If team members need to access information, some tools let users search messages, chats, files, and links. The software finds that idea, reference, or data no matter who said or sent it, in what format, or when.
What to look for
Depending on the sophistication of your team and the application, look for tools that address specific need and will be easy to use for everyone in the group — no matter their digital aptitude.
Whatever your need, there’s probably a collaboration tool available. The next step is finding tools that are cost-effective and user-friendly for your team. Some are free, others very affordable, and others are high-end. Depending on the sophistication of your team and the application, look for tools that address specific need and will be easy to use for everyone in the group — no matter their digital aptitude.
Don’t under-buy but don’t over-buy
Look for tools that manage the task and have room to grow with your teams as they become more fluent in the application and what it can offer. Nothing is more frustrating than outgrowing a collaboration tool shortly after you’ve mastered it. The opposite is another problem: you don’t want to buy software so complex employees spend more time trying to figure out how to use it than actually using it.
Look for tools that multi-task
Find a tools that serve more than one purpose if you can. Project management tools may be very specific; some have an added bonus of instant messaging that project teams and others can use. All-in-one tools make it easier to multi-task, rather than jumping from one application to another.
Look for privacy
Not all collaboration is for public consumption. Managers may want to share thoughts privately. Make sure the tool you purchase has private access capability for conversations that are not to be made company-wide.
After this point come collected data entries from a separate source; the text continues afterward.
Issue #3498, opened 2021-03-20
Consider switching to esbuild


bovine3dom:
It claims to be x times faster than webpack. Tridactyl being slow to build is one of my pet hates so this could improve my life if we can get it working.

https://github.com/evanw/esbuild

Rummskartoffel:
One related pet hate I have is that `yarn install` is slow – which indirectly also makes switching branches and pulling/merging slow –, which I believe is due in part or even mostly to webpack's dependencies. Maybe using esbuild would improve that as well.

bovine3dom:
If you want to better appreciate how quick yarn is, symlink it to npm and see what we used to put up with : D

bovine3dom:
Notes on moving to `esbuild` entirely:

```
yarn run esbuild src/content.ts --bundle --target=firefox68 --outfile=build/content.js
yarn run esbuild src/background.ts --bundle --target=firefox68 --outfile=build/background.js
```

Save to the cloud — safely
Saving data to the cloud not only frees up bandwidth on your servers, it allows workers access to anything from anywhere. Make sure employees work hard to keep access private. Use two-way authentication passwords; remind staff to keep their phones on lock screen when not in use; and never leave their laptop unattended in a public space.
Look for compatibility
Make sure the software you choose supports your file types. Employees may access through Apple or Microsoft operating systems — either with laptops or phones. If files are not compatible you’ll run into problems. Look for software that’s compatible with all the programs you use, if possible.
Collaboration is key
Collaboration will be key moving forward — whatever the makeup of your company and teams. Even when everyone is housed in the same facility, business leaders will find staff turning to collaboration software. They’ll click first, before they trek across the office to see if someone is in the building, at their desk and free to talk. For business, any tool that boosts efficiency is worth having.